In AP interviews last year, families described feeling dismissed after initially reporting cases of missing female relatives to police. An examination of records found there was no single government database tracking all known cases of missing Native American women.
In Montana, a bill named for Hanna Harris -- a 21-year-old found slain on the Northern Cheyenne Reservation in July 2013 -- proposes that state authorities hire a specialist responsible for entering cases into databases.
Under Hanna's Act, the state Department of Justice employee would also serve as a liaison for tribal, federal and state authorities and families after a Native American is reported missing.
"To us we've seen study bill after study bill," said Rep. Rae Peppers, a Democrat. "Why waste money on a study bill when the issue was right in front of us?"
Peppers, whose district spans the Northern Cheyenne and Crow reservations, lives in Lame Deer, a small community where Harris' body was found days after she was first reported missing.
Peppers said she and other lawmakers decided to name the measure for Harris in part because her mother had led an early push for more awareness of the cases.
Other cases in Peppers' rural district include the death of 14-year-old Henny Scott. Her body was found by a search party two weeks after she went missing in December.
Harris and Scott's families complained authorities were slow to search for the victims after they were reported missing.
"It's always been this way. We've always had missing women and children," Peppers said. "The voices are just louder now."
In New Mexico, Lente said his measure would call for the New Mexico Indian Affairs Department to lead a task force joined by authorities across jurisdictions.
The legislation was welcomed by Meskee Yatsayte, an advocate in New Mexico for families with missing loved ones on the Navajo Nation. She said she hoped lawmakers and officials would include victims' families and advocates in their discussions.
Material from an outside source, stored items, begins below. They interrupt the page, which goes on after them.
PR #145, opened 2026-01-26
feat: Make base colors overridable

melix:
This commit makes it possible to override the default colors using a style engine (typically CSS). While it may sound weird, it allows for example overriding `red` to blue, etc. This is interesting for several use cases:

- accessibility, where we'd want users to change the default theme for daltonism or other visual deficiences
- theming, where we simply want to be able to override the styles, but even for widgets which use base ANSI colors

The goal of this commit is to avoid an independent "Theme" which would introduce a redundancy with the CSS styling. Instead, it tries to normalize regular styles by giving them names. For example, you can disable dimming by doing:

```
.dim {
   text-style: normal;
}
```

This works because default styles are mapped to style names.

Side note: if you use a named color on the right-hand side of the style, e.g:

```
   color: blue;
```

then `blue` doesn't refer to a style, but to a color.

### DIFF
--- a/tamboui-core/src/main/java/dev/tamboui/terminal/AnsiStringBuilder.java
+++ b/tamboui-core/src/main/java/dev/tamboui/terminal/AnsiStringBuilder.java
@@ -94,7 +94,10 @@ public final class AnsiStringBuilder {
      * @return the ANSI code string (without CSI prefix or 'm' suffix)
      */
     public static String colorToAnsiForeground(Color color) {
-        if (color instanceof Color.Reset) {
+        if (color instanceof Color.Named) {
+            // Named colors delegate to their default value
+            return colorToAnsiForeground(((Color.Named) color).defaultValue());
+        } else if (color instanceof Color.Reset) {
             return "39";
         } else if (color instanceof Color.Ansi) {
             AnsiColor c = ((Color.Ansi) color).color();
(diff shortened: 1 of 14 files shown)


tamboui-core/src/main/java/dev/tamboui/terminal/AnsiStringBuilder.java
```diff
@@ -116,7 +119,10 @@ public static String colorToAnsiForeground(Color color) {
      * @return the ANSI code string (without CSI prefix or 'm' suffix)
      */
     public static String colorToAnsiBackground(Color color) {
-        if (color instanceof Color.Reset) {
+        if (color instanceof Color.Named) {
```
maxandersen, line 122: any reason why color don't just implement this directly and remove need to do these instanceof's?

tamboui-panama-backend/src/main/java/dev/tamboui/backend/panama/PanamaBackend.java
```diff
@@ -383,7 +383,9 @@ private void applyStyle(Style style) {
     }
 
     private void appendColorToAnsi(Color color, boolean foreground) {
-        if (color instanceof Color.Reset) {
+        if (color instanceof Color.Named named) {
```
maxandersen, line 386: same as other places - should Color simply not just implement these directly or have a AnsiColor interface that does these?

maxandersen:
merging this as its awesome :) 

the color ansible is complementary / not specific to this pr so opened #150 to remember to consider or reject.

PR #148, opened 2026-01-26
feat: Add Columns element similar to Textual's

melix:
This commit introduces a Columns layout similar to the one found in Textual. All properties are configurable via CSS properties, including the column order, count and spacing.

This highlighted a bug in inline mode only with the Panama backend. A demo was added which does something similar to Textual's emoji list demo.

### DIFF
--- a/docs/src/docs/asciidoc/api-levels.adoc
+++ b/docs/src/docs/asciidoc/api-levels.adoc
@@ -529,7 +529,7 @@ public class MyApp extends ToolkitApp {
 }
 ----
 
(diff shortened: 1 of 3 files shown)


tamboui-widgets/src/main/java/dev/tamboui/widgets/columns/Columns.java
```diff
@@ -0,0 +1,296 @@
+/*
+ * Copyright TamboUI Contributors
+ * SPDX-License-Identifier: MIT
+ */
+package dev.tamboui.widgets.columns;
```
maxandersen, line 5: what am I missing on why this (and layouts) isn't in core? 

whats the part that make it needed to be in widgets?

PR #155, opened 2026-01-27
fix: consistent exception handling

maxandersen:
this is draft for cleaning up exception handling.

Keeping draft as awaiting merge of all the layout and some questions of naming / approach to fix.

This introduces as a `TerminalException` which is a runtime exception.

This could also be named TambouiException - if objection we can go to that too - mainly just using it as a more descriptive exception than name of fwk exception.

Made the most obvious places use it directly and where already making speicic exceptions I just made TambouiException the base.

obvious win is a bunch of:

```
backend.onResize(() -> {
                try {
                    terminal.draw(this::render);
                } catch (IOException e) {
                    // Ignore
                }
            });
            ```
            
            is now just:
            
           ```
			backend.onResize(() -> {
                terminal.draw(this::render);
            });
           ```
            
Open questions:
1) is TerminalException good as base classname?
2) Should we wrap IllegalState and IllegalArgument exceptions ? (we use it in a lot of palces)
3) Should backend throw TerminalException rather than RuntimeException? (if yes, backends need to depend on core...which parts of panama does not yet)
4) should onResize wrap/ignore exceptions thrown? (all our code thus far ignored exceptions in resize)

### CODE REVIEW

**Comment by melix** [comment]
Maybe a base `TambouiException`, with a `RenderingException` subclass?

**Comment by maxandersen** [comment]
Yes I'm pro using specific types as it enables easier debugging (set breakpoint on specific type rather than generic one) 

I'm also fine with a base TambouiException but should avoid  new TambouiException and rather use specific types or add new ones when needed.

**Comment by maxandersen** [comment]
Another is IllegalLayoutException or similar which can be used in many of the places where IllegalArgument is used.

**Comment by melix** [comment]
You could make `TambouiException` abstract.

**Comment by maxandersen** [comment]
> You could make `TambouiException` abstract.

good idea - wdyt about IllegalArgumentException / IllegalStateException's ...I lean towards keep using IllegalArgumentException when its simple language/api breakages (pass negative % in or outofbounds value etc) thats literally what those exception types is for. for IllegalStateExcpetion  i think more tamboui/terminal specifci exceptions are usefull.

**Comment by melix** [comment]
> for IllegalStateExcpetion i think more tamboui/terminal specifci exceptions are useful

+1

**Comment by maxandersen** [comment]
pushed more cleanup.

Look if you think the naming / packages are meaningful/sane :)

File: docs/src/docs/asciidoc/core-concepts.adoc [hunk 1]
```diff
@@ -475,6 +475,17 @@ if (event instanceof TickEvent) {
 }
 ----
 
+=== Exceptions
+
+TamboUI tries to enforce a clear, consistent exception hierarchy for framework errors.
+
+* All general framework errors extend `TerminalException` (`dev.tamboui.TerminalException`). This is a `RuntimeException`.
```
melix: This seems to be out of date

tamboui-core/src/main/java/dev/tamboui/TamboUIException.java
```diff
@@ -0,0 +1,39 @@
+/*
+ * Copyright TamboUI Contributors
+ * SPDX-License-Identifier: MIT
+ */
+package dev.tamboui;
```
melix: I would move the exceptions in a subpackage, because of Java modules, the split package stuff, it's better to have well defined packages rather than top level.

tamboui-core/src/main/java/dev/tamboui/errors/TerminalIOException.java
```diff
@@ -0,0 +1,40 @@
...
+/**
+ * Exception thrown when a terminal I/O operation fails.
+ * <p>
+ * This exception is used for errors that occur during terminal I/O operations,
+ * such as reading from or writing to the terminal, setting terminal attributes,
+ * or querying terminal state.
+ *
+ * @see TamboUIException
+ */
+public class TerminalIOException extends TamboUIException {
```
melix: I'm not sure I like the name much, but I have no better suggestion. Or, simply `UncheckedIOException`.

tamboui-core/src/main/java/dev/tamboui/TamboUIException.java
maxandersen: but which package would core exceptions 'fit' in? dev.tamboui.exceptions ?

melix: Yes, or `dev.tamboui.errors`

maxandersen: moved it.

tamboui-core/src/main/java/dev/tamboui/errors/TerminalIOException.java
maxandersen: alternatives I considered:

- TamboUIIOException - probably the rigth name, but just hard to read
- jdk UncheckedIOException - can't then catch TambouiException 
- tamboui UncheckedIOExcepton - very easy by accident throw or catch the wrong UnchekcedException
- RuntimeIOException - what UncheckedIOException should have been called imo :)

so keep TerminalIOException or use RuntimeIOException ?

melix: Agreed on `TamboUIIOException`. Alternatively, we could break the rule for readability and use `TambouiIOException`. Otherwise go with `RuntimeIOException`.

melix:
Just fix javadocs and we're good to go!

tamboui-core/src/main/java/dev/tamboui/errors/TerminalIOException.java
maxandersen: RuntimeIOException won

maxandersen:
@melix i also renamed errors->error as tui already had an error package.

"It's a good step forward," Yatsayte said. "But it can't be something where they meet and then nothing is done about it."
Bills in South Dakota and North Dakota include mandates for law enforcement training programs on conducting investigations.
Rep. Tamara St. John, a South Dakota Republican and member of the Sisseton Wahpeton Oyate, said she's co-sponsoring the measure to put a spotlight on the cases.
Rep. Gina Mosbrucker, a Washington state Republican, introduced a bill signed into law last year that requires the Washington State Patrol to provide an estimate by June of how many Native women are missing in the state. That measure paved the way for similar legislation in other states.
This year she proposed another measure that would require the state patrol to have two liaisons on staff to serve tribes seeking information about cases.
"I truly believe this is an intense emergency and we have to put this on the front burner," Mosbrucker said in a committee hearing late Tuesday. "What we learned is we didn't want to wait."